Flat line bundles and the Cappell-Miller torsion in Arakelov geometry

TL;DR

This paper extends Arakelov geometry to flat line bundles, establishing a new arithmetic Riemann-Roch theorem and linking holomorphic torsion with intersection theory and periods of differential forms.

Contribution

It introduces a novel Arakelov theory for flat line bundles, connecting Cappell-Miller torsion with intersection connections and arithmetic intersection numbers.

Findings

Proves an arithmetic Riemann-Roch theorem for flat line bundles.

Establishes equivalence between Cappell-Miller torsion and holomorphic determinants.
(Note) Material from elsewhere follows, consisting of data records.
PR #640, opened 2023-03-03
Hermegarcia/sc 2783

hermeGarcia:
### Description
On node shutdown, make chitchat aware of termination. Now the writer process will shutdown when a `SIGTERM`, `SIGQUIT` or `ctrl-c` operation occurs, but before shutting down the cluster will be notified.

### How was this PR tested?
Local tests.

### DIFF
--- a/nucliadb_node/src/bin/writer.rs
+++ b/nucliadb_node/src/bin/writer.rs
@@ -30,6 +30,7 @@ use nucliadb_cluster::{node, Key, Node, NodeHandle, NodeType};
 use nucliadb_core::protos::node_writer_server::NodeWriterServer;
 use nucliadb_core::protos::GetShardRequest;
 use nucliadb_core::tracing::*;
+use nucliadb_core::NodeResult;
 use nucliadb_node::env;
 use nucliadb_node::reader::NodeReaderService;
 use nucliadb_node::telemetry::init_telemetry;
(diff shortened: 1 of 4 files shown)


nucliadb_node/src/bin/writer.rs
```diff
@@ -80,28 +83,33 @@ async fn main() -> Result<(), Box<dyn std::error::Error>> {
...
+    nucliadb_telemetry::sync::start_telemetry_loop();
+    tokio::spawn(start_grpc_service(grpc_driver));
+    tokio::spawn(monitor_cluster(cluster_watcher));
+    tokio::spawn(watch_node_update(update_handle, receiver, node_metadata));
 
     info!("Bootstrap complete in: {:?}", start_bootstrap.elapsed());
     eprintln!("Running");
 
-    tokio::try_join!(writer_task, monitor_task, update_task)?;
-    telemetry_handle.terminate_telemetry().await;
```
vangheem, line 99: Is this doing cleanup for us? Should we still make sure all outstanding metrics/spans are flushed before exiting?

vangheem (approved):
Thank you!

nucliadb_node/src/bin/writer.rs
hermeGarcia: I do not see anything on the `try_join` documentation that suggest a cleanup in case of error in one of the tasks. Right now that line was just waiting forever. 
The tasks spawned are terminated when their runtime is dropped. Maybe adding a mechanism for ensuring the other tasks dont finish abruptly should be a matter of other PR?

PR #643, opened 2023-03-04
Fix bug where metadata was not handled correctly on grpc start_span_client

sunbit:
### Description
Not sure what is the intention of the metadata fiddling on the start_span_client, but anyhow it was broken when trying to parse a OrderedDict out of the metadata of the request.

This fixes it, but maybe we need to make sure what is the purpose of the code manipulating the metadata. We didn't hit that before, as we were not using metadata on any requests on servicers that are instrumented with nucliadb_telemetry.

Provides examples illustrating invariants like periods of differential forms.

Abstract

In this paper, we extend Deligne's functorial Riemann-Roch isomorphism for hermitian holomorphic line bundles on Riemann surfaces to the case of flat, not necessarily unitary connections. The Quillen metric and star-product of Gillet-Soule are replaced with complex valued logarithms. On the determinant of cohomology side, the idea goes back to Fay's holomorphic extension of determinants of Dolbeault laplacians, and it is shown here to be equivalent to the holomorphic Cappell-Miller torsion. On the Deligne pairing side, the logarithm is a refinement of the intersection connections considered in previous work. The construction naturally leads to an Arakelov theory for flat line bundles on arithmetic surfaces and produces arithmetic intersection numbers valued in ${\mathbb C}/\pi i {\mathbb Z}$. In this context we prove an arithmetic Riemann-Roch theorem. This realizes a program proposed by Cappell-Miller to show that the holomorphic torsion exhibits properties similar to those of the Quillen metric proved by Bismut, Gillet and Soule. Finally, we give examples that clarify the kind of invariants that the formalism captures; namely, periods of differential forms.